Benchmarking YOLOv4–YOLOv11 for Autonomous Driving: Small-Object Detection, Adverse Conditions and Confidence Calibration
Main Article Content
Abstract
Autonomous vehicles rely on real‑time object detection to perceive their surroundings and make safety‑critical decisions. The You Only Look Once (YOLO) family of one‑stage detectors is attractive for embedded platforms because it delivers high throughput; however, achieving high accuracy, fast inference and reliable confidence estimation simultaneously remains challenging. This study investigates how detection‑head design (anchor‑based vs. anchor‑free), intersection‑over‑union (IoU) loss functions and post‑processing strategies (standard non‑maximal suppression (NMS) vs. NMS‑free training) influence both accuracy and calibration for autonomous‑driving scenarios. Experiments were conducted on the BDD100K validation split using a unified training recipe with 640×640 images, consistent data augmentations and identical hyper‑parameters across eight configurations. Mean Average Precision (mAP), Expected Calibration Error (ECE), Brier score and end‑to‑end inference speed (frames per second, FPS) were measured alongside an error taxonomy for small objects. To further improve confidence reliability, a simple post‑hoc temperature‑scaling calibration was applied and evaluated.

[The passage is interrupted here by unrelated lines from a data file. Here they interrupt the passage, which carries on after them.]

PR #3517, opened 2026-08-01
fix(orchestrator): wait for detached snapshot uploads before finishing the drain

tomassrnka:
Linear: https://linear.app/e2b/issue/EN-679

**Broken:** pausing the last sandbox on a draining orchestrator can lose the snapshot — the node declares itself drained and is terminated while the memfile/rootfs are still uploading.

**Root cause, two halves:** (1) the drain check is blind to uploads — `Pause` calls `MarkStopping` at its start and the sandbox lifecycle ends via `Sandbox.Close` during `Pause` itself, while the actual upload is detached into `uploadsWG` (retry budget up to 2 h); `DrainSandboxes` returned once `Sandboxes.Count() == 0` and the lifecycles map emptied — both true while bytes are still in flight — and `uploadsInFlight` was only consulted later in `Server.Close`, after the drain had already reported an empty node. (2) `orchestrator.hcl` set no `kill_timeout`, so Nomad's 5 s default applied — shorter than the drain's own 15 s status-propagation sleep, so the graceful drain added in #3069 never got to run. Every sibling job sets one (client-proxy 24h, ingress 24h, template-manager 70m, api 150s); clients already allow `max_kill_timeout = 24h`.

**Fix:** `DrainSandboxes` keeps polling until live count, lifecycles, and `uploadsInFlight` are all zero (logging the transition once); the orchestrator task gets `kill_timeout = "24h"` / `kill_signal = "SIGTERM"`; `FORCE_STOP=true` remains the immediate-stop escape hatch.

**Verification:** new `TestDrainSandboxesWaitsForInFlightSnapshotUploads` and `TestDrainSandboxesWaitsForUploadStartedByTheLastSandbox` (the latter replays the EN-679 sequence: last sandbox → `MarkStopping` → `MarkStopped` with an upload registered). Both fail with `main.go` reverted ("DrainSandboxes returned while a snapshot upload was in flight"); after, the package passes with `-race`. `gofmt`, `go vet`, `golangci-lint` v2.11.4 (0 issues) clean.

**Reviewer input wanted on the HCL half:** the Go change is unit-verified, but `kill_timeout = "24h"` is a cluster behaviour change I could not exercise — 24h matches client-proxy/ingress, which also wait on user workloads; say the word if you want it bounded nearer the 2 h upload budget.

### DIFF
--- a/iac/modules/job-orchestrator/jobs/orchestrator.hcl
+++ b/iac/modules/job-orchestrator/jobs/orchestrator.hcl
@@ -56,6 +56,18 @@ job "orchestrator-${latest_orchestrator_job_id}" {
     task "start" {
       driver = "raw_exec"
 
+      # The orchestrator drains on SIGTERM: it marks itself draining, waits for
+      # its sandboxes to exit and then for the detached snapshot uploads of the
+      # sandboxes that were paused on the way out. Without an explicit
+      # kill_timeout Nomad SIGKILLs after 5s, which is shorter than the drain's
+      # own 15s status-propagation wait, so the drain never got to run and a
+      # snapshot still uploading was lost. The clients allow up to 24h
+      # (max_kill_timeout in run-nomad.sh); FORCE_STOP=true is the escape hatch
+      # for an immediate stop.
+      # https://developer.hashicorp.com/nomad/docs/configuration/client#max_kill_timeout
+      kill_timeout = "24h"
+      kill_signal  = "SIGTERM"
+
       restart {
         attempts = 0
       }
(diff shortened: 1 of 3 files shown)


tomassrnka:
Checked the cursor High: it does not apply to this job. `orchestrator` is `type = "system"` with no `update` stanza, so no deployment exists and no `progress_deadline` default applies — the kill_timeout-vs-progress_deadline validation only fires for deployment-bearing groups. Verified empirically: rendered this job with the 24h kill_timeout and `nomad job validate` (v2.0.4) passes. The siblings that pair 24h/24h (client-proxy, ingress) are service jobs with update stanzas — different rules. No change made.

The results show that an anchor‑free head with a Complete‑IoU (CIoU) loss and NMS‑free training achieves the best accuracy–efficiency trade‑off, reducing ECE from 2.6 % to 2.1 % and increasing throughput to 97 FPS without sacrificing mAP. Temperature scaling further decreases ECE by approximately 0.5 percentage points and improves low‑confidence precision–recall area. These findings demonstrate that carefully chosen architectural and post‑processing design choices can significantly improve both the accuracy and trustworthiness of YOLO‑based detectors for autonomous vehicles.